14. De verzekeringsarts bezwaar en beroep heeft verder ook concreet gemotiveerd dat en waarom de klachten van eiser geen aanleiding geven tot het aannemen van verdergaande beperkingen.
15. Uitgaande van de beperkingen zoals die in de FML zijn vastgelegd, moet eiser in staat worden geacht de door de arbeidskundige geselecteerde functies te verrichten. Eiser heeft op dit punt verder ook geen gronden aangevoerd.
16. Verweerder mocht de uitkering van eiser dus beëindigen. Het beroep is ongegrond.
Voor een proceskostenveroordeling bestaat geen aanleiding.

Beslissing

De rechtbank verklaart het beroep ongegrond.
Deze uitspraak is gedaan door mr. H.J. Tijselink, rechter, in aanwezigheid van
mr.

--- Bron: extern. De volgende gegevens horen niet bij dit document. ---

PR #381, opened 2021-09-18
Fix unsigned/signed comparison warnings

SamuelMarks:
WiP

### DIFF
--- a/src/cli/gravity.c
+++ b/src/cli/gravity.c
@@ -449,7 +449,12 @@ int main (int argc, const char* argv[]) {
         if (type == OP_INLINE_RUN) {
             char *buffer = mem_alloc(NULL, size+1024);
             assert(buffer);
-            size = snprintf(buffer, size+1024, "func main() {%s};", input_file);
+            size =
+#if defined(_WIN32) || defined(__WIN32__) || defined(__WINDOWS__)
+                _snprintf_s(buffer, size+1024,  sizeof buffer, "func main() {%s};", input_file);
+#else
+                snprintf(buffer, size+1024, "func main() {%s};", input_file);
+#endif
             source_code = buffer;
         }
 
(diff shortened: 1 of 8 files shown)


marcobambini:
Thanks, and sorry this sat so long. It is marked WiP, and reading it again now it would introduce three regressions, so I would rather close it than leave it open indefinitely.

* **`gravity_semacheck2.c`** — `for (size_t i=len-1; i>=0; --i)` never terminates: `i >= 0` is always true for an unsigned type, so after `i == 0` it wraps to `SIZE_MAX` and `gnode_array_get` reads far out of bounds. `lookup_identifier` runs on essentially every identifier, so this is not an edge case.
* **`gravity_core.c`, `string_storeat`** — `register size_t index` makes the next line dead code: `if (index < 0) index = string->len + index;` can never fire, so negative indexing stops working. `var s = "hello"; s[-1] = "O"` returns `hellO` today and would become an out-of-bounds error.
* **`gravity.c`** — `_snprintf_s(buffer, size+1024, sizeof buffer, ...)`: `buffer` is a `char *`, so `sizeof buffer` is the pointer size rather than the buffer's. The count argument would be 8.

`gravity_env_register_args` moving from `uint32_t` to `size_t` also changes a public header, which breaks embedders in exchange for a warning.

The warnings themselves are worth cleaning up, and parts of this are correct on their own — `list_remove`'s `count`, the loop counters in `string_count`, the `(char)c` cast in `internal_file_iread`. If you want to take another pass with just those, it is genuinely welcome. But it needs to go file by file with the bounds checks read alongside each change: as this diff shows, a mechanical signed → unsigned swap changes what a comparison means, and the compiler stops warning precisely where the code stopped being right.

Closing. Thanks all the same.

SamuelMarks:
Yowza, ~5 years for a response then you close it immediately with very addressable concerns

PR #401, opened 2022-12-27
Fix Windows Line Number

### LINKED ISSUE #389: Line numbers in error messages are wrong
I introduced different syntax errors in a running code.
The resulting error messages are always larger than the line in question.
Subsequent detected errors did not conform to equally offset numbers.

How to debug a Gravity script?

mwasplund:
fixes #389

The lexer was incorrectly peeking at the current character when seeing if a carriage return also has a trailing line feed. Updated to use peek next to correctly skip over the LF.

Also added a script to run unit tests. These tests pass with and without my change, so I wonder if there is a way to verify the exact line information in the error code.


test/unittest/run_all.cmd
```diff
@@ -0,0 +1,38 @@
...
+@REM This script is intended to be used either by the CI or by a developer that
+@REM wants to check that no unit tests have been broken to ensure there are no
+@REM regressions. At the end, it reports how many tests were successful.
+
+set SCRIPT_DIR=%~dp0
+set GRAVITY_BIN=%SCRIPT_DIR%/../../gravity_visualstudio/bin/cli/x64/Debug/gravity.exe
+set /a tests_total=0
+set /a tests_success=0
+set /a tests_fail=0
+set /a tests_timeout=0
```
mwasplund, line 13: I am unsure what the best replacement is for timeout, so I removed the timout checks for now.

marcobambini:
Thanks — you found the right bug and the diagnosis is exact. Fixed in daefac8, built on your patch with two corrections.

Your reading is correct: `is_newline` used `PEEK_CURRENT` for the character *after* `c`, which only holds where the caller had already consumed `c` (`lexer_scan_comment`, `gravity_lexer_skip_line`). In `gravity_lexer_next`, `c` was still the character sitting at the current offset, so the CR never saw the LF next to it and the pair was counted as two line breaks. On a CRLF source an error on row 5 was reported on row 9.

Two of the call sites needed more than the extra arguments:

* **`lexer_scan_string`** — `is_newline` consumes with `NEXT`, which does not run `INC_TOKLEN`. Once `PEEK_NEXT`/`PEEK_NEXT2` are passed in, the CR of a CR+LF pair gets eaten there and only the LF reaches `next_utf8`, so the literal's byte count comes out one short per line: `"line1<CRLF>line2"` measures 11 instead of 12 and loses its last character. NEL and LS have the same problem — `is_newline` eats their lead bytes and `next_utf8` then chokes on a bare continuation byte. That site now consumes the whole terminator itself and counts every byte into the token.
* **`lexer_scan_number`** — nothing has to be consumed there, the terminator is not part of the number, so it only tests for one and leaves it to `gravity_lexer_next`.

`is_newline` was also split in two: `newline_length()` is a pure predicate returning the size of the terminator, and `is_newline()` is the consuming variant for the two callers that have already read `c`.

To your question at the end — yes, `error_row` and `error_col` in the `#unittest` block are exactly how to assert line information. There is now `test/unittest/bugfix_crlf_lineno.gravity`, stored with CR+LF endings (with a `.gitattributes` rule so `core.autocrlf` cannot rewrite it) and asserting both. It fails on the old lexer and passes on the new one.

Not applied: the `v142` → `v143` toolset bump in the `.vcxproj` files and `run_all.cmd`. The Visual Studio projects are not built by CI, and pinning a newer Visual Studio in the same change as a lexer fix is not something I want to do blind.

Closing since the fix is in. Thanks for the report and the patch.

PR #411, opened 2023-08-05
Add tcc support (and fix msbuild without visual studio install)

tDwtp:
This adds [tcc](https://bellard.org/tcc/) support. It should also fix some stuff with msbuild (commandline ithout visual studio).

The changes for make are of semantic nature.
Explanation:
Usually to distinguish between recipies and setup, you *have to use* tabs for recipies, but setup should be done with space indentation. When using spaces as indentation after a recipie it will not be interpreted as a call.
Also: some syntax-highlighter specifically require space indentation to distinguish between recipies and setup


marcobambini:
Thanks — one part of this turned out to be a real bug and is now in; the rest has aged out.

**Applied** in 40a26f2: `#ifdef WIN32` → `#ifdef _WIN32` in `gravity_utils.c`, `gravity_opt_file.c` and the CLI. This is worse than a tcc problem. `gravity_utils.h` already keys off `_WIN32` for `windows.h` and for `DIRREF`, while the `.c` files were keyed off `WIN32`, which no compiler defines on its own — the Visual Studio projects define it in exactly two configurations (`Debug|Win32` and `Release|Win32` of `gravity.vcxproj`) and nowhere else. So every x64 MSVC build was compiling the POSIX bodies — `opendir`/`readdir` — against a `DIRREF` that is a `HANDLE`. MinGW and tcc land in the same place. Good catch.

**Not applied:**

* the Makefile changes — it has been rewritten since (dependency tracking, per-target object lists, a `jsontest` target), so the diff no longer applies. Also `.PHONY: gravity$(EXEXT) example$(EXEXT)` marks real file targets as phony, which makes them rebuild unconditionally.
* `rm.bat` — a general-purpose `rm` shim at the repo root to serve one recipe is a lot of surface for the problem.
* the `WIN32_FIND_DATA` → `_WIN32_FIND_DATA` edits inside comments — those are Windows API type names and the rename makes the comments wrong.
* `$expr`/`$value` → `expr`/`value` in `gravity_codegen.c` — you are right in principle, `$` in an identifier is a GNU extension and not C99, but gcc, clang and MSVC all accept it and the `$` is deliberate: it marks the registers as compiler-generated in code that also emits Gravity source in its comments. Worth doing as its own change, with names that keep that distinction.

On tcc generally: CI builds Linux and macOS with gcc and clang, so tcc-specific configuration would be carried without anything checking it stays correct. I would rather not take that on. If tcc support matters to you, a CI job that builds it is the thing that would make it maintainable.

Closing — the fix that mattered is in. Thanks for finding it.

PR #427, opened 2024-07-08
Updated makefile to allow for creating static libraries

jockm:
Adds option to build Gravity as a static library. Also fixes minor bug in the `clean` target that didn't use the platform specific shared library name

### DIFF
--- a/Makefile
+++ b/Makefile
@@ -7,6 +7,8 @@ GRAVITY_SRC = src/cli/gravity.c
 EXAMPLE_SRC = examples/example.c
 
 CC ?= gcc
+AR ?= ar
+RANLIB ?= ranlib
 SRC = $(wildcard $(COMPILER_DIR)*.c) \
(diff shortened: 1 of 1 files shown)


marcobambini:
Applied in a8ea371, adapted to the Makefile as it stands today.

The target is in, with three changes to your version:

* it hangs off `$(OBJ)` rather than `gravity`, matching what `lib` does now, so the archive does not drag in the CLI's `main`
* `ar rcs` on its own — `s` already does what the separate `ranlib` call was for
* the commented-out `$(CC) -shared` line is dropped

`AR` is a built-in make variable, so `make staticlib AR=<triple>-ar` works for cross builds without declaring it in the file.

The `clean` bug you mention is fixed too, just not by this patch: `clean` now removes the shared library under each of its platform-specific names, plus `libgravity.a`.

Documented in README.md and CLAUDE.md. Verified by linking `examples/example.c` against the archive. Thanks!

PR #225, opened 2021-01-07
feat(StakingInput): show insufficient sUSD on burn to target

evgenyboxer:


translations/en.json
```diff
@@ -228,8 +228,7 @@
 					"empty": "Enter an amount",
 					"burn": "Burn <0>sUSD</0>",
 					"max": "Max",
-					"to-target": "600%",
-					"insufficient": "Insufficient sUSD",
```
evgenyboxer, line 232: those two are not used ^

sections/staking/components/StakingInput/StakingInput.tsx
```diff
@@ -134,10 +137,24 @@ const StakingInput: React.FC<StakingInputProps> = ({
 					{isMint ? t('staking.actions.mint.action.empty') : t('staking.actions.burn.action.empty')}
 				</StyledCTA>
 			);
+		} else if (
+			burnType === BurnActionType.TARGET &&
+			maxBurnAmount != null &&
+			burnAmountToFixCRatio != null &&
+			burnAmountToFixCRatio.isGreaterThan(maxBurnAmount)
```
evgenyboxer, line 144: this is the main condition that needs to be checked ^

sections/staking/components/BurnTiles/BurnTiles.tsx
```diff
@@ -17,6 +25,8 @@ type BurnTilesProps = {
 };
 
 const burnIcon = <Svg src={BurnCircle} />;
+const burnCustomIcon = <Img src={BurnCustomCircle} />; // TODO: investigate why it doesn't render correctly with <Svg /> (ids were replaced to be unique)
```
andytcf, line 28: @evgenyboxer could it be the same issue as you told me, the mask-type

andytcf (approved):
LGTM

sections/staking/components/BurnTiles/BurnTiles.tsx
evgenyboxer: doesn't seem so... after more testing, it seems that it conflicts with `burn-circle.svg` but I couldn't find any matching ids...

PR #313, opened 2021-02-08
Feat/debt overview

clementbalestrat:


hooks/useHistoricalDebtData.ts
```diff
@@ -0,0 +1,85 @@
...
+					issuanceDebt: historicalIssuanceAggregation[i],
+					actualDebt: debtSnapshot.debtBalanceOf,
+				});
+			});
+
+			// Last occurrence is the current state of the debt
+			// Issuance debt = last occurrence of the historicalDebtAndIssuance array
+			historicalDebtAndIssuance.push({
+				timestamp: new Date().getTime(),
+				actualDebt: toBigNumber(debtDataQuery.data?.debtBalance ?? 0).toNumber(),
```
andytcf, line 73: don't convert to number, store as bigNumber and when displaying either use .toString() or convert to number then

hooks/useHistoricalDebtData.ts
```diff
@@ -0,0 +1,85 @@
...
+				issuanceDebt: last(historicalIssuanceAggregation) ?? 0,
+			});
+
+			setHistoricalDebt(historicalDebtAndIssuance);
+		}
+		// eslint-disable-next-line react-hooks/exhaustive-deps
```
andytcf, line 79: which deps are missing here, should prob include them and not to use eslint-disable anymore

pages/debt.tsx
```diff
@@ -0,0 +1,109 @@
...
+const TotalSynthValue = styled(StatBox)`
+	.title {
+		color: ${(props) => props.theme.colors.purple};
+	}
+`;
+
+const Header = styled.div`
+	color: ${(props) => props.theme.colors.white};
+	font-family: ${(props) => props.theme.fonts.extended};
+	font-size: 16px;
```
andytcf, line 100: change font-size to 14px, i don't think we have 16 anywhere on the dApp

sections/debt/DebtChart/DebtChart.tsx
```diff
@@ -0,0 +1,159 @@
...
+	);
+};
+
+type Data = {
+	issuanceDebt: number;
+	actualDebt: number;
+};
+
+const DebtChart = ({ data }: { data: Data[] }) => {
+	const { colors, fonts } = useContext(ThemeContext);
```
andytcf, line 65: ```const theme = useTheme``` would suffice as its apart of styled-components documentation


```import { useTheme } from 'styled-components';```

File: sections/debt/DebtChart/DebtChart.tsx [hunk 5]
```diff
@@ -0,0 +1,159 @@
...
+	if (!data || data.length === 0) return null;
```
andytcf, line 66: can we use a spinner for the edge case

```if(data.loading)```

andytcf (changes requested):
Left some comments

pages/debt.tsx
clementbalestrat: Wrong. 16px is used for infoBlock heading

sections/debt/DebtChart/DebtChart.tsx
clementbalestrat: Good call

PR #317, opened 2021-02-10
/synth page decimals fix

rockefeller92:
noticed that some USD values displayed on the /synths page had too many decimals and it was confusing me. dug a little deeper and realized it stemmed from the Currency.Amount component using the same currencyKey to determine how many decimals to use for both crypto and fiat amounts. updated Currency.Amount to accept an amountCurrencyKey and valueCurrencyKey and updated AssetsTable to provide the valueCurrencyKey separately

before:
Capture

after:
Capture2


clementbalestrat:
Thanks @rockefeller92. Good find!

PR #324, opened 2021-02-12
get the correct balancer lp token price for APR and TVL calcs

andytcf:


queries/liquidityPools/helper.ts
```diff
@@ -23,3 +25,24 @@ export async function getCurveTokenPrice(): Promise<number> {
...
+				where: {
+					id: `\\"${sTSLAPoolTokenAddress}\\"`,
+				},
+			},
+			properties: ['id', 'liquidity', 'totalShares'],
+		},
+		max: 1,
+		// @ts-ignore
+	}).then((result) => {
+		return Number(result[0].liquidity) / Number(result[0].totalShares);
```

N. van der Kroft, griffier
.De beslissing is in het openbaar uitgesproken op
10 maart 2020.
griffier
rechter
Afschrift verzonden aan partijen op:

Rechtsmiddel

Tegen deze uitspraak kan binnen zes weken na de dag van verzending daarvan hoger beroep worden ingesteld bij de Centrale Raad van Beroep. Als hoger beroep is ingesteld, kan bij de voorzieningenrechter van de hogerberoepsrechter worden verzocht om het treffen van een voorlopige voorziening.